元伊勢内宮皇大神社。本殿のそばには樹齢2000年と伝えられるご神木もある。

日室ヶ嶽遙拝所。夏至の日に遥拝所から拝むと、太陽が頂上に沈むという。
現在、宮福線は京都丹後鉄道としてWILLER TRAINS株式会社が運行業務を行なっている。地元の人々の日常の足となる各駅停車のほか、クラシックな設えの観光列車「丹後くろまつ号」も運行され、周辺の散策ができるよう大江駅には35分ほど停車するダイヤもある。少し歩けば人と川のつながりに気がつく逸話に出くわすだろう。

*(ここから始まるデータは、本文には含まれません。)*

PR #50, opened 2016-09-01
Refactor `find_recipes` in linting

jakirkham:
Refactors out the function `find_recipes` in linting, which should make it easier to reuse in different phases.

PR #53, opened 2016-09-02
Purges recipes in base of PRs before linting

jakirkham:
Fixes https://github.com/conda-forge/conda-forge-webservices/issues/45
Closes https://github.com/conda-forge/conda-forge-webservices/pull/47

Initially I had written PR ( https://github.com/conda-forge/conda-forge-webservices/pull/47 ) and it quickly got wildly unmanageable by attempting to handle all the use cases of the linter (staged-recipes and feedstocks) as well as providing a testable interface. Ultimately looking at it filled me with such a level of disgust 😝 that I had to just rewrite this from scratch.

In this PR, we take advantage of remote refs in the same way the linter already does, but we go one step further. Instead of simply getting the PR `head` ref, we also get the PR `merge` ref. The latter is provided in particular for use by CIs so that they can checkout the PR as if it were already merged into the base branch. In the event that we do want to remove recipes that are in the base branch (now referred to as `base`, we can now determine what the latest commit in the `base` is (pre-merge). As there should only be two parent commits of the merge, there should be no confusion as to which one is in `base`. If there is some confusion about what `base` is, we should be sure to raise an error explain what that confusion is.

However, there are some cases we do need to be aware of that are problematic. One is the case where the `merge` ref is not defined. For now this is limited to the case of a PR that was created in conflict. The other is the case where the PR has come to be in conflict. In this latter case, the `merge` ref may be defined (if the PR was ever mergeable), but would be out-of-date. The first case could easily be solved by trying to retrieve it and then erroring out. The second case however cannot be easily caught via `git` as the `merge` ref is still present. As a result, we simply query the GitHub API if the PR is mergeable. This way we can be sure to cover both cases without issue. Since we like to provide comments for the user it seems nice to do so in this case. As this seemed like useful functionality on its own, it has been broken out into a separate PR ( https://github.com/conda-forge/conda-forge-webservices/pull/55 ) and merged back into here. For more details on this point please read issue ( https://github.com/isaacs/github/issues/757 ).

Once `base` has been determined, it is a simple matter to get the recipes from it and exclude those recipes from the list we find in `head`. The result being the list proposed in this PR.

After writing this, I noticed that there were a bunch of small useful usable pieces that could be broken out and addressed separately even if this attempt doesn't take. These include PRs ( https://github.com/conda-forge/conda-forge-webservices/pull/49 ), ( https://github.com/conda-forge/conda-forge-webservices/pull/50 ), ( https://github.com/conda-forge/conda-forge-webservices/pull/51 ), and ( https://github.com/conda-forge/conda-forge-webservices/pull/55 ). Hopefully those can be merged independently of this.

Have tried to set up PR ( https://github.com/conda-forge/conda-forge-webservices/pull/54 ) for testing purging. Merge conflict issues are tested in PRs ( https://github.com/conda-forge/conda-forge-webservices/pull/56 ) and ( https://github.com/conda-forge/conda-forge-webservices/pull/57 ). Also have written a few tests for this functionality. Hopefully we can get a good idea of whether this works or not. If you are subscribed to that testing PR, please unsubscribe yourself as it will be very noisy.

xref: https://github.com/conda-forge/staged-recipes/pull/1373

### DIFF
--- a/conda_forge_webservices/linting.py
+++ b/conda_forge_webservices/linting.py
@@ -22,7 +22,7 @@ def find_recipes(a_dir):
     return [os.path.dirname(y) for x in os.walk(a_dir)
             for y in glob(os.path.join(x[0], 'meta.yaml'))]
 
-def compute_lint_message(repo_owner, repo_name, pr_id):
+def compute_lint_message(repo_owner, repo_name, pr_id, ignore_base=False):
     gh = github.Github(os.environ['GH_TOKEN'])
 
     owner = gh.get_user(repo_owner)
@@ -74,6 +74,19 @@ def compute_lint_message(repo_owner, repo_name, pr_id):
 
             return lint_info
 
+        # Collect recipes from base that should be ignored.
+        base_recipes = []
+        if ignore_base:
+            num_parents = len(ref_merge.commit.parents)
+            assert num_parents == 2, textwrap.dedent("""
+                   Expected merging our PR with the base branch would have two parents.
+                   Instead there were %i parents found. :/
+                   """ % num_parents)
+            base_commit = (set(ref_merge.commit.parents) - {ref_head.commit}).pop()
+            ref_base = repo.create_head("pull/{pr}/base".format(pr=pr_id), base_commit)
+            ref_base.checkout()
+            base_recipes = find_recipes(tmp_dir)
+
         # Get the list of recipes and prep for linting.
         ref_merge.checkout()
         recipes = find_recipes(tmp_dir)
@@ -81,16 +94,13 @@ def compute_lint_message(repo_owner, repo_name, pr_id):
         messages = []
 
         # Exclude some things from our list of recipes.
-        recipe_dirs = [recipe for recipe in recipes
-                       if os.path.basename(recipe) != 'example']
-
         # Sort the recipes for consistent linting order (which glob doesn't give us).
-        recipe_dirs = sorted(recipe_dirs)
+        pr_recipes = sorted(set(recipes) - set(base_recipes))
 
-        rel_recipe_dirs = []
-        for recipe_dir in recipe_dirs:
+        rel_pr_recipes = []
+        for recipe_dir in pr_recipes:
             rel_path = os.path.relpath(recipe_dir, tmp_dir)
-            rel_recipe_dirs.append(rel_path)
+            rel_pr_recipes.append(rel_path)
             try:
                 lints = conda_smithy.lint_recipe.main(recipe_dir)
             except Exception as err:
@@ -102,7 +112,7 @@ def compute_lint_message(repo_owner, repo_name, pr_id):
                                                              '\n'.join(' * {}'.format(lint) for lint in lints)))
 
     # Put the recipes in the form "```recipe/a```, ```recipe/b```".
-    recipe_code_blocks = ', '.join('```{}```'.format(r) for r in rel_recipe_dirs)
+    recipe_code_blocks = ', '.join('```{}```'.format(r) for r in rel_pr_recipes)
 
     good = textwrap.dedent("""
     Hi! This is the friendly automated conda-forge-linting service.
@@ -121,7 +131,7 @@ def compute_lint_message(repo_owner, repo_name, pr_id):
     {{}}
     """.format(recipe_code_blocks)).format('\n'.join(messages))
 
-    if not recipe_dirs:
+    if not pr_recipes:
         message = textwrap.dedent("""
             Hi! This is the friendly automated conda-forge-linting service.
             
@@ -192,11 +202,14 @@ def main():
     parser.add_argument('pr', type=int)
     parser.add_argument('--enable-commenting', help='Turn on PR commenting',
                         action='store_true')
+    parser.add_argument('--ignore-base',
+                        help='Ignore recipes in the base branch of the PR',
+                        action='store_true')
 
     args = parser.parse_args()
     owner, repo_name = args.repo.split('/')
 
-    lint_info = compute_lint_message(owner, repo_name, args.pr)
+    lint_info = compute_lint_message(owner, repo_name, args.pr, args.ignore_base)
 
     if not lint_info:
         print('Linting was skipped.')
--- a/conda_forge_webservices/tests/linting/test_main.py
+++ b/conda_forge_webservices/tests/linting/test_main.py
@@ -14,6 +14,22 @@ class TestCLI_recipe_lint(unittest.TestCase):
         out, _ = child.communicate()
         self.assertEqual(child.returncode, 0, out)
 
+    def test_cli_success_ok_above_ignored_good(self):
+        child = subprocess.Popen([sys.executable, '-m' 'conda_forge_webservices.linting',
+                                  'conda-forge/conda-forge-webservices', '54',
+                                  '--enable-commenting', '--ignore-base'],
+                                 stdout=subprocess.PIPE, env=os.environ)
+        out, _ = child.communicate()
+        self.assertEqual(child.returncode, 0, out)
+
+    def test_cli_success_ok_beside_ignored_good(self):
+        child = subprocess.Popen([sys.executable, '-m' 'conda_forge_webservices.linting',
+                                  'conda-forge/conda-forge-webservices', '62',
+                                  '--enable-commenting', '--ignore-base'],
+                                 stdout=subprocess.PIPE, env=os.environ)
+        out, _ = child.communicate()
+        self.assertEqual(child.returncode, 0, out)
+
     def test_cli_success_conflict_ok(self):
         child = subprocess.Popen([sys.executable, '-m' 'conda_forge_webservices.linting',
                                   'conda-forge/conda-forge-webservices', '56', '--enable-commenting'],
--- a/conda_forge_webservices/tests/test_webapp.py
+++ b/conda_forge_webservices/tests/test_webapp.py
@@ -49,3 +49,28 @@ class TestBucketHandler(TestHandlerBase):
                                               {'message': mock.sentinel.message},
                                               target_url=mock.sentinel.html_url)
 
+    @mock.patch('conda_forge_webservices.linting.compute_lint_message', return_value={'message': mock.sentinel.message})
+    @mock.patch('conda_forge_webservices.linting.comment_on_pr', return_value=mock.MagicMock(html_url=mock.sentinel.html_url))
+    @mock.patch('conda_forge_webservices.linting.set_pr_status')
+    def test_staged_recipes(self, set_pr_status, comment_on_pr, compute_lint_message):
+        PR_number = 16
+        body = {'repository': {'name': 'staged-recipes',
+                               'clone_url': 'repo_clone_url',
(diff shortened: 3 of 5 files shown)


conda_forge_webservices/linting.py
```diff
@@ -6,45 +6,93 @@
...
+                Please ping the 'conda-forge/core' team (using the @ notation in a comment) if you believe this is a bug.
+                """)
+            status = 'merge conflict'
+            sha = str(repo.head.object.hexsha)
+
+            lint_info = {'message': message,
+                         'status': status,
+                         'sha': sha}
+
+            return lint_info
```
jakirkham: This part catches a merge conflict. However, it only captures a merge conflict when the PR is opened. See issue ( https://github.com/isaacs/github/issues/757 ) for a longer explanation of why.

We could add a GitHub API check for conflicts too. The message wouldn't necessarily be so useful in that case though not necessarily a problem either. Mainly it would make sure we aren't handling duplicates incorrectly.

conda_forge_webservices/linting.py
```diff
@@ -6,45 +6,98 @@
...
+        if ignore_base:
+            assert len(ref_merge.commit.parents) != 0, textwrap.dedent("""\
+                   Merging our PR with the base branch results in an orphaned commit. :/
+                   """)
+            assert len(ref_merge.commit.parents) != 1, textwrap.dedent("""\
+                   Merging our PR with the base branch results in a commit with one parent. :/
+                   """)
+            assert len(ref_merge.commit.parents) == 2, textwrap.dedent("""\
+                   Merging our PR with the base branch results in more than two parents. :/
+                   """)
```
jakirkham: In reality, we can probably cut these down to one informative assertion. Not sure that this problem ever occurs. Still I'd like the info if it ever does.

conda_forge_webservices/tests/linting/test_main.py
```diff
@@ -14,6 +14,28 @@ def test_cli_success_bad(self):
         out, _ = child.communicate()
         self.assertEqual(child.returncode, 0, out)
 
+    def test_cli_success_ok(self):
+        child = subprocess.Popen([sys.executable, '-m' 'conda_forge_webservices.linting',
+                                  'conda-forge/conda-forge-webservices', '54',
+                                  '--enable-commenting', '--ignore-base'],
+                                 stdout=subprocess.PIPE, env=os.environ)
+        out, _ = child.communicate()
+        self.assertEqual(child.returncode, 0, out)
```
jakirkham: Only tested the ignore base case with CLI and two recipes. After all, we already test the two recipe case with comments either with or without ignoring base. So testing with two recipes where we don't ignore the base isn't really so different from the CLI perspective. Though I could be talked into adding it if people see value in it.

conda_forge_webservices/tests/test_webapp.py
```diff
@@ -40,7 +40,7 @@ def test_good_header(self, set_pr_status, comment_on_pr, compute_lint_message):
 
         self.assertEqual(response.code, 200)
         compute_lint_message.assert_called_once_with('conda-forge', 'repo_name',
-                                                     PR_number)
+                                                     PR_number, False)
```
jakirkham: As we now have a default value of `False`, we need to update this test to acknowledge it is there.

conda_forge_webservices/webapp.py
```diff
@@ -75,7 +75,8 @@ def post(self):
 
             # Only do anything if we are working with conda-forge, and an open PR.
             if is_open and owner == 'conda-forge':
-                lint_info = linting.compute_lint_message(owner, repo_name, pr_id)
+                lint_info = linting.compute_lint_message(owner, repo_name, pr_id,
+                                                         repo_name == 'staged-recipes')
```
jakirkham: This is the magic touch. We only ignore the base branch at `conda-forge/staged-recipes`. Otherwise we always include the base branch (i.e. at feedstocks).

conda_forge_webservices/linting.py
```diff
@@ -6,45 +6,98 @@
...
+        try:
+            repo.remotes.origin.fetch([
+                'pull/{pr}/head:pull/{pr}/head'.format(pr=pr_id),
+                'pull/{pr}/merge:pull/{pr}/merge'.format(pr=pr_id)
+            ])
+            ref_head = repo.refs['pull/{pr}/head'.format(pr=pr_id)]
+            ref_merge = repo.refs['pull/{pr}/merge'.format(pr=pr_id)]
+        except GitCommandError:
+            # Either `merge` doesn't exist because the PR was opened
+            # in conflict or it is closed and it can't be the latter.
```
jakirkham: Sometimes the `merge` ref isn't defined.

First case is when the PR is closed (it is still defined, though incorrectly). This case should be handled already by this [line]( https://github.com/conda-forge/conda-forge-webservices/pull/53/files#diff-924207d49c849574f35d69090b77eea3R77 ) (only running on open PRs).

Second case is when the PR has always had merge conflicts since it was opened. If the conflicts were ever resolved in the PR, then this is no longer a concern. This is a case that we do have to handle. Currently we don't do anything about it here, and instead check on this [line]( https://github.com/conda-forge/conda-forge-webservices/pull/53/files#diff-c238032bbeab767fb95f0ccd3d23585eR53 ) for merge conflicts. This seems to work well.

conda_forge_webservices/tests/test_webapp.py
```diff
@@ -49,3 +49,28 @@ def test_good_header(self, set_pr_status, comment_on_pr, compute_lint_message):
...
+                'pull_request': {'number': PR_number,
+                                 'state': 'open'}}
+
+        response = self.fetch('/conda-linting/hook', method='POST',
+                              body=json.dumps(body),
+                              headers={'X-GitHub-Event': 'pull_request'})
+
+        self.assertEqual(response.code, 200)
+        compute_lint_message.assert_called_once_with('conda-forge', 'staged-recipes',
+                                                     PR_number, True)
```
jakirkham: Test running on staged-recipes to verify it will ignore the base branch of PRs.

conda_forge_webservices/linting.py
jakirkham: Shortened.

pelson:
@jakirkham - looks like this overlaps quite significantly with https://github.com/conda-forge/conda-forge-webservices/pull/55. Would you mind revitalizing this PR, and I'll happily merge.

jakirkham:
Yeah was trying to break this into smaller chunks as it started to seem there was other nice pieces in it. Have cleaned that content out of here and merged back in with `master`. Everything passes.

conda_forge_webservices/linting.py
```diff
@@ -52,23 +67,33 @@ def compute_lint_message(repo_owner, repo_name, pr_id):
...
+                   """ % num_parents)
+            base_commit = (set(ref_merge.commit.parents) - {ref_head.commit}).pop()
+            ref_base = repo.create_head("pull/{pr}/base".format(pr=pr_id), base_commit)
+            ref_base.checkout()
+            base_recipes = find_recipes(tmp_dir)
+
         # Get the list of recipes and prep for linting.
-        recipes = [y for x in os.walk(tmp_dir)
-                   for y in glob(os.path.join(x[0], 'meta.yaml'))]
+        ref_merge.checkout()
```
jakirkham: I've switched to checking out the merge commit as this matches closer to what CIs do normally. In the end everything works the same as verified by the passing tests.

jakirkham:
Anything else needed from me, @pelson?

jakirkham:
Cleared out some of the smaller PRs that were attached to this change in the hopes of making the review (and merge 😁) easier.

conda_forge_webservices/linting.py
jakirkham: TL;DR Sometimes there is no merge ref basically must be a merge conflict. This is already caught with PR ( https://github.com/conda-forge/conda-forge-webservices/pull/55 ). So we don't need to do anything here.

conda_forge_webservices/linting.py
```diff
@@ -55,22 +67,33 @@ def compute_lint_message(repo_owner, repo_name, pr_id):
...
+        if ignore_base:
+            num_parents = len(ref_merge.commit.parents)
+            assert num_parents == 2, textwrap.dedent("""
+                   Expected merging our PR with the base branch would have two parents.
+                   Instead there were %i parents found. :/
+                   """ % num_parents)
+            base_commit = (set(ref_merge.commit.parents) - {ref_head.commit}).pop()
+            ref_base = repo.create_head("pull/{pr}/base".format(pr=pr_id), base_commit)
+            ref_base.checkout()
+            base_recipes = find_recipes(tmp_dir)
```
jakirkham: This is the magic sauce. Find the recipes in the base branch and make a list (if we are to ignore them).

conda_forge_webservices/linting.py
```diff
@@ -55,22 +67,33 @@ def compute_lint_message(repo_owner, repo_name, pr_id):
...
         all_pass = True
         messages = []
 
         # Exclude some things from our list of recipes.
-        recipe_dirs = [recipe for recipe in recipes
-                       if os.path.basename(recipe) != 'example']
-
         # Sort the recipes for consistent linting order (which glob doesn't give us).
-        recipe_dirs = sorted(recipe_dirs)
+        pr_recipes = sorted(set(recipes) - set(base_recipes))
```
jakirkham: Now we just remove the base branch recipes from our list (assuming we were asked to look for any 😉).

jakirkham:
Also tried to draw attention to the key parts to hopefully make it clearer.

jakirkham:
Broke out another piece of the functionality here in PR ( https://github.com/conda-forge/conda-forge-webservices/pull/61 ) and merged it back in here. That piece should be pretty easily mergeable, which should help us clean up this PR a bit more.

conda_forge_webservices/linting.py
jakirkham: Also this code has been broke out as PR ( https://github.com/conda-forge/conda-forge-webservices/pull/60 ).

jakirkham:
For reference, not having this functionality is causing confusion and unneeded issues. Please see PR ( https://github.com/conda-forge/staged-recipes/pull/1395 ) for an example.

jakirkham:
So it seems like we are both happy with this and ready to merge. As not having it is causing some unneeded confusion/problems and you seem very busy of late @pelson, I'm going to move towards putting this in myself. Hope this is ok. If you do find there are things needing fixes, I'm more than happy to look at them and address them as needed.

jakirkham:
Starting with merging PR ( https://github.com/conda-forge/conda-forge-webservices/pull/61 ), which is part of this so as to clean this PR up and make it more clear what it is doing.

jakirkham:
PR ( https://github.com/conda-forge/conda-forge-webservices/pull/61 ) has been merged. Have rebased this on `master` to clear that part out.

jakirkham:
This is now passing and cleaner. Merging this as well. Again if there are issues, please let me know and I will be happy to address them.

jakirkham:
See this [comment]( https://github.com/conda-forge/staged-recipes/pull/1534#issuecomment-248810585 ) for a live field test and explanation.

水害の少ない宮川にはのどかな佇まいが点々とある。また、たとえ数十年に一度は暴れ川に変貌しようとも人は由良川から離れようとしない。福知山あたりでは古くから高さ約10mの堤防を築き、それでも備えは足りず人々は独特の木造町屋建築を造った。3階建てで最上階は家財道具の中でも大切なものの置き場とし、1・2階の天井に穴を開け、かつ3階の天井に滑車を設置するというものである。いざ川の水があふれ出て浸水してきたら、滑車を使って下の荷物を上の階へ上げ、さらに水かさが増えれば天窓から屋根に上がって浸水から逃れるのだ。京都府北部へ鉄道を使って旅すると、人間は工夫し古くから川とともに暮らし続けてきたことを実感できるはずである。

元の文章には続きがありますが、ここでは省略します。